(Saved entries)
◆ ◆ ◆

PR #119, opened 2019-06-11
Add helper function for mapping between action spaces

erikwijmans:
## Motivation and Context

We recently re-order our action number, which breaks checkpoints :(  This PR adds a helper function to help with mapping from the old action space to the new action space.  The help function maps on the level of probabilities or logits as this is more general and differentiable, making it also compatible with imitation learning.

## How Has This Been Tested

Via tests and applying this to our depth-PPO baselines.  On master, that baselines gets an SPL of 0, using this mapping, it gets 0.58 SPL (which is what it gets on the leaderboard).

## Types of changes

### DIFF
--- a/habitat/utils/action_space_mapping.py
+++ b/habitat/utils/action_space_mapping.py
@@ -1,0 +1,121 @@
+from typing import Dict
+
+import numpy as np
+
+
+def build_mapping_matrix(mapping: Dict[int, int]) -> np.ndarray:
+    r"""Creates a matrix to map probabilities from one action space to another
+
+    Params:
+        mapping (Dict[int, int]):  The mapping between action spaces.  Keys in the dictionary
+            are the index in the current action space and the corresponding value is the action
+            index in the new action space
+
+    Returns:
+        (np.ndarray): Matrix to map between action spaces
+
+
+    Usage::
+        
+        # Mapping between stop on 3 and stop on 0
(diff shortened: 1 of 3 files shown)


test/test_action_mapping.py
```diff
@@ -0,0 +1,86 @@
+import numpy as np
```
mathfac: Facebook header is missing.

habitat/utils/action_space_mapping.py
```diff
@@ -0,0 +1,121 @@
+from typing import Dict
```
mathfac: Facebook header is missing.

habitat/utils/action_space_mapping.py
```diff
@@ -0,0 +1,121 @@
...
+        mask = np.ones_like(logits) @ mapping_matrix
+        flmin = np.full(
+            (logits.shape[0], mask.shape[1]), np.finfo(np.float32).min
+        )
+
+    return logits @ mapping_matrix + (1.0 - mask) * flmin
+
+
+def map_action_distribution(
+    mapping: Dict[int, int], *, probs=None, logits=None, use_torch=False
```
mathfac: Can we add types for `probs , logits`?

mathfac:
Feel free to reopen the PR if it's relevant. Closing for now.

◆ ◆ ◆

Every line above that holds "habitat" should be copied out.

--- a/habitat/utils/action_space_mapping.py
+++ b/habitat/utils/action_space_mapping.py
habitat/utils/action_space_mapping.py
habitat/utils/action_space_mapping.py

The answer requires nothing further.